Successful completion and non-fatal errors
To report successful completion and non-fatal errors (errors that don't put the
extension into a nonfunctional state), use the Admin SDK's
setProcessingState()
extension runtime method:
import { getExtensions } from "firebase-admin/extensions";
// ...
getExtensions().runtime().setProcessingState(processingState, message);
You can set the following states:
Non-fatal states | |
---|---|
PROCESSING_COMPLETE |
Use to report successful task completion. Example: getExtensions().runtime().setProcessingState( "PROCESSING_COMPLETE", `Backfill complete. Successfully processed ${numSuccess} documents.` ); |
PROCESSING_WARNING |
Use to report partial success. Example: getExtensions().runtime().setProcessingState( "PROCESSING_WARNING", `Backfill complete. ${numSuccess} documents processed successfully.` + ` ${numFailed} documents failed to process. ${listOfErrors}.` + ` ${instructionsToFixTheProblem}` ); |
PROCESSING_FAILED |
Use to report errors that prevent the task from completing, but don't leave the extension unusable. Example: getExtensions().runtime().setProcessingState( "PROCESSING_FAILED", `Backfill failed. ${errorMsg} ${optionalInstructionsToFixTheProblem}.` ); To report errors that do leave the extension unusable, call
|
NONE |
Use to clear the task's status. You can optionally use this to clear
the status message from the console (for example, after some amount of
time has passed since setting getExtensions().runtime().setProcessingState("NONE"); |
Fatal errors
If an error occurs that prevents the extension from functioning—for
example, a required setup task failing—report the fatal error with
setFatalError()
:
import { getExtensions } from "firebase-admin/extensions";
// ...
getExtensions().runtime().setFatalError(`Post-installation setup failed. ${errorMessage}`);
Tuning the task queue
If you set the taskQueueTrigger
property to {}
, your extension will
provision a Cloud Tasks queue with the default settings when an extension
instance is installed. Alternatively, you can tune the task queue's concurrency
limits and retry behavior by providing specific values:
resources:
- name: myTaskFunction
type: firebaseextensions.v1beta.function
description: >-
Perform a task when triggered by a lifecycle event
properties:
location: ${LOCATION}
taskQueueTrigger:
rateLimits:
maxConcurrentDispatches: 1000
maxDispatchesPerSecond: 500
retryConfig:
maxAttempts: 100 # Warning: setting this too low can prevent the function from running
minBackoffSeconds: 0.1
maxBackoffSeconds: 3600
maxDoublings: 16
lifecycleEvents:
onInstall:
function: myTaskFunction
processingMessage: Resizing your existing images
onUpdate:
function: myTaskFunction
processingMessage: Setting up your extension
onConfigure:
function: myOtherTaskFunction
processingMessage: Setting up your extension
See Configure Cloud Tasks queues in the Google Cloud docs for details on these parameters.

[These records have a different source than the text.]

PR #774, opened 2021-09-17
Pass version to deployment template as argument

jpellizzari:
Having an `ErrImagePull` state on a pod seems to slow down tests by double. This fix ensures a `latest` tag is pushed during a release (although users should be discouraged from using that tag).

For acceptance tests, they will pull down the `latest` tag for now as a stop gap. I have already pushed a `latest` image from my laptop so that we don't have to wait for a release for the tag to be present.

Also fixes an error in the FE docker image build where `npm install` was being used incorrectly.

### DIFF
--- a/.github/workflows/release.yaml
+++ b/.github/workflows/release.yaml
@@ -76,5 +76,7 @@ jobs:
         with:
           context: .
           push: true
-          tags: ${{ env.REGISTRY }}/weaveworks/${{ env.IMAGE_NAME }}:${{ github.event.release.tag_name }}
+          tags:
+            ${{ env.REGISTRY }}/weaveworks/${{ env.IMAGE_NAME }}:${{ github.event.release.tag_name }}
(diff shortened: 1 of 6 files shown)


luizbafilho (approved):

josecordaz (approved):
LGTM

josecordaz:
@Jordan Pellizzari @rokshana @iahmad There is a conflict in some conditions using kubectl wait where they wait for "ALL" pods to be in a ready state to continue the execution of the tests, like this one https://github.com/weaveworks/weave-gitops/blob/main/test/acceptance/test/utils.go#L560 . That is why fixing the image pull error fixes the issue. I tried to temporarily avoid that problem by excluding that specific pod (wego-app https://github.com/weaveworks/weave-gitops/blob/main/test/acceptance/test/utils.go#L568) but it seems there are more places that need that condition. What is interesting is that we didn't seem to catch that timeout error, not sure if we are missing errors handlers somewhere.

Don't try to specify task queue parameters by passing them to taskQueue()
.
These settings are ignored in favor of the configuration in extension.yaml
and
the configuration defaults.
For example, this won't work:
export const myBrokenTaskFunction = functions.tasks
// DON'T DO THIS IN AN EXTENSION! THESE SETTINGS ARE IGNORED.
.taskQueue({
retryConfig: {
maxAttempts: 5,
minBackoffSeconds: 60,
},
rateLimits: {
maxConcurrentDispatches: 1000,
maxDispatchesPerSecond: 10,
},
})
.onDispatch(
// ...
);
The taskQueueTrigger
property in extension.yaml
is the only way to configure
an extension's task queues.
Examples
The official storage-resize-images
,
firestore-bigquery-export
,
and firestore-translate-text
extensions all use lifecycle event handlers to backfill data.